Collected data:
PR #253, opened 2026-05-05
Fix Gemma4 scale-free V norm FP16 overflow on CUDA

justinchuby:
Gemma4's parameterless V normalization (`v / sqrt(mean(v²) + ε)`) squared FP16 values directly. V projection outputs reach ~888, and 888² overflows FP16 max (65504) → inf → 0. This caused all-zero V outputs on CUDA (CPU uses FP32 internally).

**Fix**: Cast to FP32 before squaring, compute full RMSNorm in FP32, CastLike back.

**Result**: F16 CUDA 151.5 tok/s on H200 (was NaN).

### DIFF
--- a/src/mobius/models/gemma4.py
+++ b/src/mobius/models/gemma4.py
@@ -109,9 +109,7 @@ class _Gemma4ScaleFreeRMSNorm(nn.Module):
         self.dim = dim
         self.eps = eps
         # Constant all-ones scale (not a learnable parameter from HF).
-        self.weight = nn.Parameter(
-            [dim], data=ir.Tensor(np.ones(dim, dtype=np.float32))
-        )
+        self.weight = nn.Parameter([dim], data=ir.Tensor(np.ones(dim, dtype=np.float32)))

§ **Exercise details**
The entries are to be duplicated exactly, with nothing changed.

§ **Solution to the exercise**
PR #253, opened 2026-05-05
Fix Gemma4 scale-free V norm FP16 overflow on CUDA

justinchuby:
Gemma4's parameterless V normalization (`v / sqrt(mean(v²) + ε)`) squared FP16 values directly. V projection outputs reach ~888, and 888² overflows FP16 max (65504) → inf → 0. This caused all-zero V outputs on CUDA (CPU uses FP32 internally).

**Fix**: Cast to FP32 before squaring, compute full RMSNorm in FP32, CastLike back.

**Result**: F16 CUDA 151.5 tok/s on H200 (was NaN).

### DIFF
--- a/src/mobius/models/gemma4.py
+++ b/src/mobius/models/gemma4.py
@@ -109,9 +109,7 @@ class _Gemma4ScaleFreeRMSNorm(nn.Module):
         self.dim = dim
         self.eps = eps
         # Constant all-ones scale (not a learnable parameter from HF).
-        self.weight = nn.Parameter(
-            [dim], data=ir.Tensor(np.ones(dim, dtype=np.float32))
-        )
+        self.weight = nn.Parameter([dim], data=ir.Tensor(np.ones(dim, dtype=np.float32)))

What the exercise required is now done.